Every line in the listing below that holds the word "match" should be returned.

**EXCERPTED RECORDS**
+++++

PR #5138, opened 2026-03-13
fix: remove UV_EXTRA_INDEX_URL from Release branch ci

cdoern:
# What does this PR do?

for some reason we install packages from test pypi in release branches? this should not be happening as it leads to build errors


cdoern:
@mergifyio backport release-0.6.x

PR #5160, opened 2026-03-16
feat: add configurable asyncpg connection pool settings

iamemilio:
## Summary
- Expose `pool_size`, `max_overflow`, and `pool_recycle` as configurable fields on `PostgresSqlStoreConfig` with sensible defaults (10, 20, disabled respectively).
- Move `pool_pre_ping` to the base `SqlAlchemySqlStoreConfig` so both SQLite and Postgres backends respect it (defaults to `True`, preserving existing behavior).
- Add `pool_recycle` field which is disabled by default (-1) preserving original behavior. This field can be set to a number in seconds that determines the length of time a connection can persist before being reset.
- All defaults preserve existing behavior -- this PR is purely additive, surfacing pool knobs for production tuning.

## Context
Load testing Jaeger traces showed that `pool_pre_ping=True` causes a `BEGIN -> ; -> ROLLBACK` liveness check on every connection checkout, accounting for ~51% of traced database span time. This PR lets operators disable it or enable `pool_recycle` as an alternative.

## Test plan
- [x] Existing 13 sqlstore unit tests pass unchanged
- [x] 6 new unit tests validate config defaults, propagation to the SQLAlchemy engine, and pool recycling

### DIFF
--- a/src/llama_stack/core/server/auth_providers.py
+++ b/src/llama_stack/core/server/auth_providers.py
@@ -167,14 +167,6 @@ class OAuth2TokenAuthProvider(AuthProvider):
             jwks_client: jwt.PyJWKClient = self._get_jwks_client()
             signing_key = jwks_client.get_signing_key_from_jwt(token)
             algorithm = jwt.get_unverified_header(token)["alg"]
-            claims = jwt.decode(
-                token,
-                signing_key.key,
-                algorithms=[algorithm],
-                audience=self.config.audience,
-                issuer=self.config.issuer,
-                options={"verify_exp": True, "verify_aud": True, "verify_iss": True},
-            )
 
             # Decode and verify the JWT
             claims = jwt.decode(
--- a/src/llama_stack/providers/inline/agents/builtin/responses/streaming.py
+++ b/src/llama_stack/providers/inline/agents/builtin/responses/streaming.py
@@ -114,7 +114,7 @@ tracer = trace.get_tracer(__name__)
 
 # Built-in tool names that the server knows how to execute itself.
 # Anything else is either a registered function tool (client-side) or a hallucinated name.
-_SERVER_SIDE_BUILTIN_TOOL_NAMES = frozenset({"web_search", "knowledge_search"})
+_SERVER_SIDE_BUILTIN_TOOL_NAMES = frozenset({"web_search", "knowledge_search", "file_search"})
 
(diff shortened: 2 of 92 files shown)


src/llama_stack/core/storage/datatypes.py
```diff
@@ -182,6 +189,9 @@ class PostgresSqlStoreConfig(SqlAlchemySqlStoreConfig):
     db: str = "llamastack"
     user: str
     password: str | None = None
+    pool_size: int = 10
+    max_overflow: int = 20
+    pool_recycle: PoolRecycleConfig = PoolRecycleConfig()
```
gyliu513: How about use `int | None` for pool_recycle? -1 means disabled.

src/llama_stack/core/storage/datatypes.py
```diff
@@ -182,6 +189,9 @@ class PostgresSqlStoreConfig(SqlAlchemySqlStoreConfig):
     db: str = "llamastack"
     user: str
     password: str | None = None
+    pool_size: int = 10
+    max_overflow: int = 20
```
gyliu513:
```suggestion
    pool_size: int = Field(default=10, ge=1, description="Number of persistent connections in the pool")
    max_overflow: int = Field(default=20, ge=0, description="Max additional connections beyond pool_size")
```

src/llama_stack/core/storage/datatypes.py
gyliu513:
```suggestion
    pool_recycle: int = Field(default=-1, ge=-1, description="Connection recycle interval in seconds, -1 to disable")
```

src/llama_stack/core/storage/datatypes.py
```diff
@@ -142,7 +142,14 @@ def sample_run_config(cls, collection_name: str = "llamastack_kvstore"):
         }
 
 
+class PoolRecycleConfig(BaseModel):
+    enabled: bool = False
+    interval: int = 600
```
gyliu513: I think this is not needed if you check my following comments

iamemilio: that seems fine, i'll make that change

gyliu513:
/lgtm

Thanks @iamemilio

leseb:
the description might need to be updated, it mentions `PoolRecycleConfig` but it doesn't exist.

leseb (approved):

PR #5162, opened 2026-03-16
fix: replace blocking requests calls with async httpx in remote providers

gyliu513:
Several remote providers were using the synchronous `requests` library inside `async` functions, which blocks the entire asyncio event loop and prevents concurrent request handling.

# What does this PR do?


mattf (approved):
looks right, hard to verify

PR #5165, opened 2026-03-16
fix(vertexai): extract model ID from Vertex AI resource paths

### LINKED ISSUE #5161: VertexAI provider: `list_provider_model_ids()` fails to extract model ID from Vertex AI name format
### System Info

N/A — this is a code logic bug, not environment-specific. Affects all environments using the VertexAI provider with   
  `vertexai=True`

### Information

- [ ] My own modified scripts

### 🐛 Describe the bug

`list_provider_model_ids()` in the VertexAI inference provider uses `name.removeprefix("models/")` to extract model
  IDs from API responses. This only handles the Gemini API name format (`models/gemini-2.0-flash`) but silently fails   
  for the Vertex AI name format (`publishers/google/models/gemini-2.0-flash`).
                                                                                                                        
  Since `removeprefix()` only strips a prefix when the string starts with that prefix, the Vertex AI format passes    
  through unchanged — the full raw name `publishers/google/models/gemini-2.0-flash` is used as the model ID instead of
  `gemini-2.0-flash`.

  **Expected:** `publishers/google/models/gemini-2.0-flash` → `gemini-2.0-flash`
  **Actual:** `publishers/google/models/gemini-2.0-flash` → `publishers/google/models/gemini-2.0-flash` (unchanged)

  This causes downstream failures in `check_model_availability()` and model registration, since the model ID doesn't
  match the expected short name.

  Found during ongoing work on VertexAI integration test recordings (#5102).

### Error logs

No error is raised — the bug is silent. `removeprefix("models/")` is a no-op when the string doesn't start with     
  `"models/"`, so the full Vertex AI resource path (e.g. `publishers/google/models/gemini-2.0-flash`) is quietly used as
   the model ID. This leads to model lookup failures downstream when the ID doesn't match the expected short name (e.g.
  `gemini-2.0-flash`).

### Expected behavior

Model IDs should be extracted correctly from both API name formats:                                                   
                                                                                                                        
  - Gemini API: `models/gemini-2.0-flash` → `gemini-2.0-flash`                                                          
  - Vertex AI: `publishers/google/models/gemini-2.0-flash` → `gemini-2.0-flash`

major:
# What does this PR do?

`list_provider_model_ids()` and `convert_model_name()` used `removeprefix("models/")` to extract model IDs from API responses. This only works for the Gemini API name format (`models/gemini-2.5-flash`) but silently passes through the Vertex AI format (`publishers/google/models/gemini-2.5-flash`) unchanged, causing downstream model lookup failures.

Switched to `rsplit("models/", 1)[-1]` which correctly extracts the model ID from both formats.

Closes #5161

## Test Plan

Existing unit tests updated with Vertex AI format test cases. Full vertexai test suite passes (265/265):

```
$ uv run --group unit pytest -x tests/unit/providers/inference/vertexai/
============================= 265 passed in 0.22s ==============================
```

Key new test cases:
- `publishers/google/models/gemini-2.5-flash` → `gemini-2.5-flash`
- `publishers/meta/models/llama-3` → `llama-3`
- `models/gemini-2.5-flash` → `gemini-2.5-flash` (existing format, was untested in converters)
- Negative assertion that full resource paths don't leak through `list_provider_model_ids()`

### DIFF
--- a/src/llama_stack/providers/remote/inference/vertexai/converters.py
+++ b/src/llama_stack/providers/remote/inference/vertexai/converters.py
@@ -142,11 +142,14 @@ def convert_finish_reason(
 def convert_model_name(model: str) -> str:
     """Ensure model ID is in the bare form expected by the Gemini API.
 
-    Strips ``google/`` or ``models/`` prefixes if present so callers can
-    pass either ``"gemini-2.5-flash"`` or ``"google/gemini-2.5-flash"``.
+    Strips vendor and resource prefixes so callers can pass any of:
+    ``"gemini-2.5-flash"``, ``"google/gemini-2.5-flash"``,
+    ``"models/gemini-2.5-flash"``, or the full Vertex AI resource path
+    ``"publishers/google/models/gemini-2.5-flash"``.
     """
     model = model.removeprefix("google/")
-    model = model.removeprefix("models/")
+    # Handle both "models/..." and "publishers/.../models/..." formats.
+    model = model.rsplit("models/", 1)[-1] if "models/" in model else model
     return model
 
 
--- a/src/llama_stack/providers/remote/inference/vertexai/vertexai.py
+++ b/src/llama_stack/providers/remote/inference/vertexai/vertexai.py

+++++

**YOUR SOLUTION**
  match the expected short name.
   the model ID. This leads to model lookup failures downstream when the ID doesn't match the expected short name (e.g.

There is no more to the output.